Without changing a single word, write out every entry.
◇ ◇ ◇
Issue #59, opened 2021-11-14
Add `name` and `symbol` to ERC20


martriay:
Short string support should suffice.

andrew-fleming:
Fixed in #72

PR #72, opened 2021-11-18
Added `name` and `symbol` to ERC20

andrew-fleming:
# Added `name` and `symbol` to ERC20

## Summary 

This PR, in reference to #59  , adds `name` and `symbol` functions to the ERC20 implementation. The two storage variables `_name` and `_symbol`, to which these functions fetch, are set in the constructor. Cairo, however, does not accept short string arguments because the compiler expects an `int` type; therefore, the tests include a helper function `str_to_felt()`. This helper function follows how Cairo interprets short string literals. If it's preferable to temporarily hardcode `_name` and `_symbol`, the helper function will be much more helpful in testing.

## Implementation
- Added `storage_vars` for `_name` and `_symbol`
- Added `view` functions `name()` and `symbol()`
- Inserted two more parameters in the ERC20 constructor
- Created helper function `str_to_felt()` for testing
- Set in "Token" and "TKN" as `_name` and `_symbol` arguments in testing constructor

### DIFF
--- a/contracts/token/ERC20.cairo
+++ b/contracts/token/ERC20.cairo
@@ -45,7 +45,11 @@ func constructor{
         syscall_ptr : felt*, 
         pedersen_ptr : HashBuiltin*,
         range_check_ptr
-    }(name: felt, symbol: felt, recipient: felt):
+    }(
+        name: felt,
+        symbol: felt,
+        recipient: felt
+    ):
     # get_caller_address() returns '0' in the constructor;
     # therefore, recipient parameter is included
     _name.write(name)
--- a/contracts/token/ERC20.cairo
+++ b/contracts/token/ERC20.cairo
@@ -13,6 +13,14 @@ from starkware.cairo.common.uint256 import (
 #
 
 @storage_var
+func _name() -> (res: felt):
+end
+
+@storage_var
+func _symbol() -> (res: felt):
+end
+
+@storage_var
 func balances(account: felt) -> (res: Uint256):
 end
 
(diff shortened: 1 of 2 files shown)


contracts/token/ERC20.cairo
```diff
@@ -12,6 +12,14 @@ from starkware.cairo.common.uint256 import (
 # Storage
 #
 
+@storage_var
+func _name() -> (res: felt):
```
martriay, line 16: I think we can drop the underscore right? There's no collision risk.

contracts/token/ERC20.cairo
```diff
@@ -37,9 +45,11 @@ func constructor{
         syscall_ptr : felt*, 
         pedersen_ptr : HashBuiltin*,
         range_check_ptr
-    }(recipient: felt):
+    }(name: felt, symbol: felt, recipient: felt):
```
martriay, line 48:
```suggestion
    }(
        name: felt,
        symbol: felt,
        recipient: felt
    ):
```

tests/test_ERC20.py
```diff
@@ -14,6 +14,11 @@ def uint(a):
     return(a, 0)
 
 
+def str_to_felt(text):
+    b_text = bytes(text, 'UTF-8')
+    return int.from_bytes(b_text, "big")
```
martriay, line 19: 👍

martriay (approved):

contracts/token/ERC20.cairo
andrew-fleming: The compiler doesn't like it. "Redefinition of name" because it's in `view` and `storage_var`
◇ ◇ ◇
§ **Problem solution**
Issue #59, opened 2021-11-14
Add `name` and `symbol` to ERC20


martriay:
Short string support should suffice.

andrew-fleming:
Fixed in #72

PR #72, opened 2021-11-18
Added `name` and `symbol` to ERC20

andrew-fleming:
# Added `name` and `symbol` to ERC20

## Summary 

This PR, in reference to #59  , adds `name` and `symbol` functions to the ERC20 implementation. The two storage variables `_name` and `_symbol`, to which these functions fetch, are set in the constructor. Cairo, however, does not accept short string arguments because the compiler expects an `int` type; therefore, the tests include a helper function `str_to_felt()`. This helper function follows how Cairo interprets short string literals. If it's preferable to temporarily hardcode `_name` and `_symbol`, the helper function will be much more helpful in testing.

## Implementation
- Added `storage_vars` for `_name` and `_symbol`
- Added `view` functions `name()` and `symbol()`
- Inserted two more parameters in the ERC20 constructor
- Created helper function `str_to_felt()` for testing
- Set in "Token" and "TKN" as `_name` and `_symbol` arguments in testing constructor

### DIFF
--- a/contracts/token/ERC20.cairo
+++ b/contracts/token/ERC20.cairo
@@ -45,7 +45,11 @@ func constructor{
         syscall_ptr : felt*, 
         pedersen_ptr : HashBuiltin*,
         range_check_ptr
-    }(name: felt, symbol: felt, recipient: felt):
+    }(
+        name: felt,
+        symbol: felt,
+        recipient: felt
+    ):
     # get_caller_address() returns '0' in the constructor;
     # therefore, recipient parameter is included
     _name.write(name)
--- a/contracts/token/ERC20.cairo
+++ b/contracts/token/ERC20.cairo
@@ -13,6 +13,14 @@ from starkware.cairo.common.uint256 import (
 #
 
 @storage_var
+func _name() -> (res: felt):
+end
+
+@storage_var
+func _symbol() -> (res: felt):
+end
+
+@storage_var
 func balances(account: felt) -> (res: Uint256):
 end
 
(diff shortened: 1 of 2 files shown)


contracts/token/ERC20.cairo
```diff
@@ -12,6 +12,14 @@ from starkware.cairo.common.uint256 import (
 # Storage
 #
 
+@storage_var
+func _name() -> (res: felt):
```
martriay, line 16: I think we can drop the underscore right? There's no collision risk.

contracts/token/ERC20.cairo
```diff
@@ -37,9 +45,11 @@ func constructor{
         syscall_ptr : felt*, 
         pedersen_ptr : HashBuiltin*,
         range_check_ptr
-    }(recipient: felt):
+    }(name: felt, symbol: felt, recipient: felt):
```
martriay, line 48:
```suggestion
    }(
        name: felt,
        symbol: felt,
        recipient: felt
    ):
```

tests/test_ERC20.py
```diff
@@ -14,6 +14,11 @@ def uint(a):
     return(a, 0)
 
 
+def str_to_felt(text):
+    b_text = bytes(text, 'UTF-8')
+    return int.from_bytes(b_text, "big")
```
martriay, line 19: 👍

martriay (approved):

contracts/token/ERC20.cairo
andrew-fleming: The compiler doesn't like it. "Redefinition of name" because it's in `view` and `storage_var`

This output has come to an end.